The airship is propeller-driven by two 180 HP Lycoming engines, providing a maximum cruise speed of just under 50 kn. The crewed 178-foot LTA craft has an operational payload capability of up to 2500 lb and can remain aloft and nearly stationary for more than twelve hours, performing various missions in support of technology development for Command, Control, Communications, Computers, Intelligence, Surveillance and Reconnaissance (C4ISR) concepts.

==History==
In May 2006, Air Test and Evaluation Squadron TWENTY, Lighter-than-Air Vehicle (LTAV) Detachment (VX-20 LTAV Det) began regular flight operations from Naval Air Engineering Station Lakehurst located in Lakehurst, New Jersey. In 2007 flight operations were halted and the ship stored in Hangar Six at NAES Lakehurst.

In October 2009, the MZ-3A was transferred to the United States Naval Research Laboratory Military Support Division's Scientific Development Squadron One (VXS-1), formerly known as the Flight Support Detachment, located at Naval Air Station Patuxent River, Maryland.

The airship resumed flight operations in March, 2010 with test flights at Marine Corps Air Station Yuma, Arizona.

The MZ-3A was a government owned / contractor operated (GOCO) airship operated by a civilian contractor, Integrated Systems Solutions, Inc. (ISSI) of California. ISSI maintained and operated the blimp employing Navy approved, highly qualified, commercial blimp pilots to command the airship.

On 5 July 2010, the MZ-3A was re-deployed to the Jack Edwards National Airport in Gulf Shores, Alabama to assist in the Deepwater Horizon oil spill recovery operation.

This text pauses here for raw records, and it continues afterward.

PR #796, opened 2024-07-11
README.adoc - maven best practices

lprimak:
Updated README to conform to maven best practices :)


KyleAure (approved):
LGTM - no need to install unless user wants to use a local SNAPSHOT version of the API in their application which is uncommon.

otaviojava:
Thanks @lprimak

PR #804, opened 2024-07-27
Tck test at the method testBeyondFinalPage

otaviojava:


tck/src/main/java/ee/jakarta/tck/data/standalone/entity/EntityTests.java
```diff
@@ -394,8 +394,16 @@ public void testBeyondFinalPage() {
...
-        assertEquals(5L, page.totalPages());
+        try {
+            assertEquals(43L, page.totalElements());
+            assertEquals(5L, page.totalPages());
+        } catch (UnsupportedOperationException x) {
+            // Some NoSQL databases lack the ability to count the total results
+            // and therefore cannot support a return type of Page.
+            // Column and Key-Value databases might not be capable of sorting.
+            // Key-Value databases might not be capable of Between.
+            return;
```
njr-11, line 405: Don't allow relational databases to raise UnsupportedOperationException,
```suggestion
            if (type.isKeywordSupportAtOrBelow(DatabaseType.GRAPH)) {
                // Some NoSQL databases lack the ability to count the total results
            } else {
                throw x;
            }
```

njr-11 (changes requested):
All of the changes in the additional commit have the same problem that I identified in the first review, that they are no longer requiring totals to work for relational databases.  I have added suggestions to fix all of them.  Also, I noticed that some of them were going beyond allowing the totalElement/totalPages to be unsupported and also adding other operations.  I have the code suggestions restoring those assertions as well.

njr-11 (approved):

PR #805, opened 2024-07-31
Disable Complex Arithmetic Updates Test in Jakarta Data TCK

otaviojava:
The test for arithmetic updates (e.g., `UPDATE Box SET length = length + ?1, width = width - ?1, height = height * ?2`) should be disabled in the Jakarta Data TCK due to the inconsistent support for such operations across different NoSQL databases. NoSQL databases like MongoDB, Cassandra, Redis, Couchbase, and DynamoDB have varying capabilities and syntax, leading to potential interoperability issues and making it difficult to implement a standardized and reliable test.

Additionally, NoSQL databases often struggle with arithmetic operations involving parentheses in update statements, further complicating the implementation of these tests. Disabling this test will help maintain the consistency and reliability of the Jakarta Data TCK.

### DIFF
--- a/tck/src/main/java/ee/jakarta/tck/data/standalone/entity/EntityTests.java
+++ b/tck/src/main/java/ee/jakarta/tck/data/standalone/entity/EntityTests.java
@@ -2396,7 +2396,12 @@ public class EntityTests {
             assertEquals(120, b3.height); // increased by factor of 2
         }
 
-        assertEquals(3, shared.removeAll());
+        var removeAllResult = shared.removeAll();
+
+        if (!type.isKeywordSupportAtOrBelow(DatabaseType.GRAPH)) {
+            //We don't have any guarantee of NoSQL, mainly on eventual consistency databases
+            assertEquals(3, removeAllResult);
+        }
 
         TestPropertyUtility.waitForEventualConsistency();
 


njr-11 (changes requested):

At a ribbon-cutting ceremony on 26 October 2011 at the Naval Air Warfare Center Aircraft Division, NAES Lakehurst, New Jersey, and in recognition of the Centennial of Naval Aviation, the Navy unveiled a fresh identity for the MZ-3A. Emblazoned with red, white and blue striped rudders reminiscent of the Navy's airships just prior to World War II, the airship also carries the insignia of the VXS-1 Warlocks and the banner of the U.S. Navy.

In February 2012, four months after its formal acceptance by the Navy, the MZ-3A airship was at Joint Base McGuire-Dix-Lakehurst, New Jersey. It was planned to be deflated and stored, and the program suspended until future missions warranted its re-activation.

In March 2012, days after the decision to suspend, the program got a reprieve for at least another 3–6 months of operations. The MZ-3A was still in operation as of March 2013, providing C4ISR capabilities demonstrations in Florida for U.S. Naval Forces Southern Command/U.S. 4th Fleet.

In October 2017, the Navy sold the MZ-3A to the Florida-based AirSign Airship Group.

Skyship Services now owns the ship, with Aircraft Registration Number N157LG.